Bio: Dr. Dharmasena is Associate Professor, Department of Agricultural Economics and Associate of the Agribusiness, Food and Consumer Economics Research Center (AFCERC) at Texas A&M University. His current research interests are in the areas of Consumer Economics and Applied Demand Analysis, Agribusiness and Food Market Analysis, Behavioral Economics, Health and Nutrition Economics, Economics of Food Security, Food Environments and Obesity, Causality Modeling, Probability Forecasting and Forecast Evaluation, and Market Integration and Price Discovery. He is an expert in applied econometric modeling, both structural and time-series.
Title: Rain Enhancement with Commercial Agricultural Aircraft
Author: Dr. Dan Martin
Abstract: Some areas of the United States have recently experienced the worst drought in over a century. Water resources are tightening and aquifers are not being recharged as quickly as needed for an ever-growing population. Drought hits agriculture particularly hard with reduced crop yields and increased food prices. Several states have implemented rain enhancement or snowpack augmentation programs to help increase water supplies.
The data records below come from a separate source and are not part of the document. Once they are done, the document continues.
PR #103, opened 2016-05-17
Switch local audio and video tracks when list of available devices changes

tsareg:
1. New methods added
 - JitsiMediaDevices.prototype.isDevicePermissionGranted(type)
 - JitsiLocalTrack.prototype.isEnded()
 - JitsiLocalTrack.prototype.getDeviceId()

2. Fixed potential memory leaks with not clearing event handlers

3. Updated API document

PR #117, opened 2016-05-26
Do not subscribe each JitsiTrack to RTCEvents.AUDIO_OUTPUT_DEVICE_CHANGED event

tsareg:
Instead we subscribe once for this event in RTC, and then go through all our local and remote audio tracks.

Also restored "dispose" functionality as it was before changes done in https://github.com/jitsi/lib-jitsi-meet/pull/103

### DIFF
--- a/modules/RTC/JitsiLocalTrack.js
+++ b/modules/RTC/JitsiLocalTrack.js
@@ -36,6 +36,7 @@ function JitsiLocalTrack(stream, track, mediaType, videoType, resolution,
     this.resolution = resolution;
     this.deviceId = deviceId;
     this.startMuted = false;
+    this.disposed = false;
     //FIXME: This dependacy is not necessary.
     this.conference = null;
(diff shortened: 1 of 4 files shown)


hristoterezov:
@tsareg I think that way we are going to miss the tracks that are not added to the conference. Maybe we should think about another solution that is not adding every track as a listener but it sets the output for every track or maybe we can increase the limit.

tsareg:
@hristoterezov Good point! Now I remember why I did it like I did.
But am I right if I say that "tracks that are not added to the conference" - are only local tracks? If yes, then we can subscribe to event only JitsiLocalTrack instances, while handle JitsiRemoteTrack instances like I did in this commit.

hristoterezov:
@tsareg Yes. I think that will work. And that way we should reduce the listeners a lot.

tsareg:
@hristoterezov I've updated the code according to solution above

Conventional technology used to increase rainfall includes the burning of silver iodide or calcium chloride flares near cloud bases. The smoke from these flares provides a nucleus for water vapor in the clouds to attach to and grow in size until large enough to precipitate out as rain. Although not supported by scientific data, some individuals are concerned about the resulting possibility of silver in the water supply. Research conducted by USDA’s Aerial Application Technology Research Unit in College Station, Texas has shown that releasing charged water droplets into the updraft of convective clouds via agricultural aircraft generates just as much, if not more, extra rainfall as conventional methods. This presentation will discuss the rain enhancement research conducted to date and opportunities for the future.
Bio: Dr. Dan Martin is a Research Agricultural Engineer with the USDA-ARS Aerial Application Technology Research Unit and has over 30 years of training and experience in aerial spray application technologies for precision agriculture. He has authored/coauthored over 50 journal articles and has given over 100 technical presentations at regional, national, and international forums. He has held various leadership positions in professional societies and is recognized as a leading authority in manned and unmanned aerial application systems for precision agriculture and pest management.